2008 will be different, of course. This year will see us move across the country, for starters. As Rob has said, he finishes up his residency here at Yale this summer and will start his allergy/immunology fellowship in Dallas. I’m looking forward to being back in Texas; there’s going to be a lot of positives about being there. Relationally, it will be great to be close to my family and friends from college, med school, church, and even all the way back to high school, for me, at least. And financially it will be a good thing. Rob will make about the same as a research fellow as he does as a resident but moving back to Texas will make it feel like a 25% raise, according to those online salary calculator thingies. This gives us a lot of flexibility about how much I will work, when to have another baby and take some time off, etc.

Part of me does have some mild regret for all the places we might have moved to. This has happened to me at almost every big transition in my life-- going to college, grad school, moving up here. I am always content with the path that I end up on, but I wonder about all the parallel universes where I made other, perhaps more glamorous choices and the alternate me had new and different experiences. I do have a strong streak of wanderlust which makes me a smidge ambivalent about moving back to Texas, a mere 30 miles from where I grew up, despite the comfort and support of family and friends and a steep decrease in financial stress.
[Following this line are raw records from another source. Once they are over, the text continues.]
PR #163, opened 2022-01-20
Change inc/dec instructions to adds

kmod:
I noticed when comparing assembly code of our jit vs the
aot traces that the jit had "dec" and the aot traces had "add -1".

Apparently add is faster than dec, purportedly due to not propagating
any flags (which would cause dependencies), and it looks like
both clang and gcc will use "add -1" instead of dec (except in -Os).

I wasn't able to measure a speedup but I think we should change it anyway.


undingen (approved):
LGTM

PR #164, opened 2022-01-21
Argument parsing: fast-path this check

kmod:
PyFloat_Check is somewhat expensive because it doesn't use the fast
bitmask method. And presumably this error case (passing a float to
a function expecting a long) is rare, and the much-more-common case
is we pass a long to these functions.

So first check if the type is long, and if it is then skip the expensive
PyFloat_Check check.

I didn't measure any speedup on the macrobenchmarks, but things like
`"".center(0)` are about 15% faster.


undingen (approved):
Good catch, didn't know that float does not have bitmask and has to do a slow check.

PR #167, opened 2022-01-24
JIT: a few small improvements I discovered while reviewing the method IC PR

undingen:
Only the 3 commits are new (I rebased it on your commit because I used the new `IS_IMMORTAL()` and I did not want to introduce a merge conflict:
- fix perf integration for some 'callq' instructions where we did not print the destination:
Before: 
image
After:
image

- jit: special case for moving an imm to mem without using a register
- jit: LOAD_GLOBAL don't emit an incref for immortal objects


kmod:
:+1:

PR #168, opened 2022-01-26
Cleanup the JIT code a bit for work on arm support

undingen:
No functional change.
Just some refactoring / removing disabled code.


kmod:
:+1:

PR #169, opened 2022-01-26
export SETUPTOOLS_USE_DISTUTILS=stdlib as a workaround for setuptools 60

undingen:
We are working on a permanent solution but in the meantime I thought we may want to workaround
it this way.
What do you think?


kmod:
Haha I kind of hate that we have to do this, but I think it's our best option for now.

PR #170, opened 2022-01-26
Reduce verbosity of `make install`

kmod:
This PR reduces the log output of `make install` from 10k lines to 350 lines.
I find the output annoying because it takes up my entire scrollback buffer, and it means that our github actions logs are so long that they cannot be displayed on github.com.

As a bonus I parallelized a bit of the installation process because on principle I'm annoyed to wait for a serial process on a 16-core machine haha


undingen (approved):
:+1:

PR #175, opened 2022-02-10
ARM64 preperations

undingen:
This PR refactors the JIT to make it easy to add support for ARM64.
Everything except the IC code is converted to use the newly introduced helper functions (used functions where possible and a few macros for branches where we have to). The generated code is slightly different for `STORE_FAST` and `DELETE_FAST` bytecodes and I fixed a bug in `END_FINALLY`.

I still have to cleanup the real arm implementations so this does not contain any of it yet but I hope to have it ready by next week (without the ICs). And plan on fixing the IC stuff afterwards.

It's best to look at every commit individually.

### DIFF
--- a/Python/aot_ceval_jit.c
+++ b/Python/aot_ceval_jit.c
@@ -214,7 +214,7 @@ struct PerfMapEntry {
     long func_size;
 } *perf_map_funcs;
 
-static int jit_use_aot = 1;
+static int jit_use_aot = 1, jit_use_ics = 1;
 
 static PyObject* cmp_outcomePyCmp_BAD(PyObject *v, PyObject *w) {
   return cmp_outcome(NULL, PyCmp_BAD, v, w);
@@ -1461,7 +1461,7 @@ static int emit_inline_cache(Jit* Dst, int opcode, int oparg, _PyOpcache* co_opc
     |  jne false_branch
     |.endmacro
 
-    if (co_opcache == NULL)
+    if (co_opcache == NULL || !jit_use_ics)
         return 1;
 
     // do we have a valid cache entry?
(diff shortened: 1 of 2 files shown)


Python/aot_ceval_jit.c
```diff
@@ -3215,15 +3215,22 @@ void* jit_func(PyCodeObject* co, PyThreadState* tstate) {
...
 #endif
 
     size_t size;
-    dasm_link(Dst, &size);
+    int dasm_link_err = dasm_link(Dst, &size);
+    if (dasm_link_err) {
+#if JIT_DEBUG
+        fprintf(stderr, "dynasm_link() returned error %x", dasm_link_err);
+        JIT_ASSERT(0, "");
+#endif
```
kmod, line 3361: Just an idea -- if you extend JIT_ASSERT like we did with the old [RELEASE_ASSERT](https://github.com/pyston/pyston_v1/blob/v1.0/src/core/common.h#L53) then these four lines could just be `JIT_ASSERT(dasm_link_err == 0, "dynasm_link() returned error %x", dasm_link_err)`

Python/aot_ceval_jit.c
```diff
@@ -921,20 +1002,19 @@ static void emit_decref(Jit* Dst, int r_idx, int preserve_res) {
     emit_dec_qword_ptr(Dst, &_Py_RefTotal, 1 /* can_use_tmp_reg  */);
 #endif
     | add qword [Rq(r_idx)], -1
-
     // normally we emit the dealloc call into the cold section but if we are already inside it
     // we have to instead emit it inline
     int use_inline_decref = Dst->current_section == SECTION_COLD;
     if (use_inline_decref) {
-        | jnz >8
+        | branch_ne >8 // this is same as 'branch if not zero'
```
kmod: I always have to check whether ne is nz or z, what do you think about having a `branch_nz` macro as well?

kmod (approved):
Looks great!

undingen:
good idea!

Issue #177, opened 2026-06-25
some text font not showing


steverugi:
please see drawing [DWG](https://www.dropbox.com/scl/fi/vf22tmb35ip7faw7sstlt/2026-06-25-Prova.dwg?rlkey=rirx3dtrgtw22j1quy7owdiep&st=vrx3dq1d&dl=0) here

when opened in QCAD or DWG TrueView text shows correctly, not the same in OCS, (external images do show fine, links work well) 

I then changed the font in QCAD (I couldn't find a way directly in OCS) and reopened it and all was showing ok, maybe use of an alternative font available would sort it out?

Thanks

## QCAD

<img width="870" height="596" alt="Image" src="https://github.com/user-attachments/assets/6a8a93d9-af48-48cc-8d1a-3e1061b1b782" />

## TrueView

<img width="857" height="613" alt="Image" src="https://github.com/user-attachments/assets/ba5e6a91-8725-4355-9a04-c8144bb6d0ad" />

## OCS

<img width="1053" height="765" alt="Image" src="https://github.com/user-attachments/assets/d39fd523-c1d2-4d59-8062-4b80688a6906" />

KevinGriffin-new:
# Comment for #177 — "some text font not showing"

Root cause looks like **inline MTEXT font overrides (`\f...`) not being honoured**.

Dumping the attached `Prova.dwg`, the text that disappears in OCS is MTEXT whose
content carries an inline font switch, e.g.:

```
MTEXT  style='StileQuote'  value="{\fCentury Gothic|b0|i0|c0|p34; ... }"
MTEXT  style='Standard'    value="{\fCentury Gothic|b1|i0|c0|p34; CASH DESK ... }"
```

The text *style* (`StileQuote`) resolves to `arial.ttf`, but the MTEXT body
overrides the face to **Century Gothic** via the `\f` formatting code. QCAD and
DWG TrueView apply the `\f` override (or fall back to a default face) and render
the text; OCS renders these runs blank. That also matches the reporter's fix —
changing the font in QCAD (which drops/rewrites the `\f` run) makes it show in
OCS.

So the gap is in the MTEXT formatting-code handling: when an MTEXT run selects a
font via `\f<FontName>` that OCS can't resolve, it should **fall back to the
style's font (or a default)** rather than drawing nothing — and more generally,
parse and honour the `\f` face override the way the other readers do.

(External images and links in the same drawing render fine — this is specifically
the MTEXT `\f` inline-font path.)

[...]

PR #211, opened 2026-06-28
fix(block-cache): per-wire colour, fill precision, and font canonicalisation for block-nested MTEXT

KarimJerbi:
Fixes three compounding bugs in block-cached MTEXT rendering.

**Font resolution**
 `resolve_font` returned raw TTF stems (`arial`) to `Face::resolve`, which requires canonical family names (`Arial`).
Block-nested MTEXT with inline `\f`/`\F` overrides produced no geometry : Fixed by returning `Cow<'a, str>` and routing through
`sysfont::canonical_family_name()`, falling back to the style font on failure. Zero allocations on the common paths.

**Per-wire colour**
 `tessellate_sub_local` folded all tessellator output into one `LocalWire`, keeping only the first wire's colour.
Inline `\C`/`\c` overrides inside block definitions were silently discarded. Fixed by returning `Vec<LocalWire>`  one entry per tessellator wire.

**Fill geometry** two sub-issues:
- `fill_tris_low` (double-single precision low half) was never forwarded from `WireModel` to `LocalWire`, silently producing ~0.5 m quantization error on fill triangles at UTM-scale coordinates.  `debug_assert_eq!` added at the emit site to enforce the pairing invariant in debug builds.
- Fill-only wires (empty `points`, non-empty `fill_tris`) were routed through `emit_text_baseline`/`emit_greeked_text`, which ignore `fill_tris`. Fill never rendered. Fixed by bypassing the text LOD ladder for fill-only wires via `is_fill_only: bool` on `LocalWire` (also replaces three independent re-derivations of the same predicate, and fixes `StyleKey::fill_only` being hardcoded `false` at bot `emit_wire` call sites).

**Performance** 
profiled on a 93,509-entity production DWG:
1.1 avg wires/insert, no measurable regression. Synthetic worst-case (200× 5-colour `\C` block): 10.0 avg wires/insert, 380 ms expand (debug) correct, each colour segment produces outline + fill.

**Tests**
104 unit + 1 integration, all passing.

**Known debt**
6 sites in `dimension.rs`, `multileader.rs`, `table.rs` emit `fill_tris` without pairing `fill_tris_low`. Will trip the new `debug_assert_eq!` when those entities appear inside block definitions. FIXME comments added at each site.

various AIs used for debugging and review


KarimJerbi:
Should fix #177, more testing needed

Living here in the Northeast for several years has done a lot to make me value Texas on its own merits, however. I did not know if I would ever feel homesick for Texas, but although homesickness is too strong a word, listening to much of anything by Lyle Lovett will make me nostalgic for the prairie openness and sense of place in my home state. Or I will try to listen to the radio here, or go to the grocery store, and think longingly about Texas. And the Mexican food! Don’t get me started on the Mexican food. I think the best Mexican food we’ve had here has been something I or our fellow transplanted Texans have cooked at home. I haven’t spent our years here in Connecticut yearning to be anywhere else, but I’m pretty sure moving to Texas this year will feel like going home.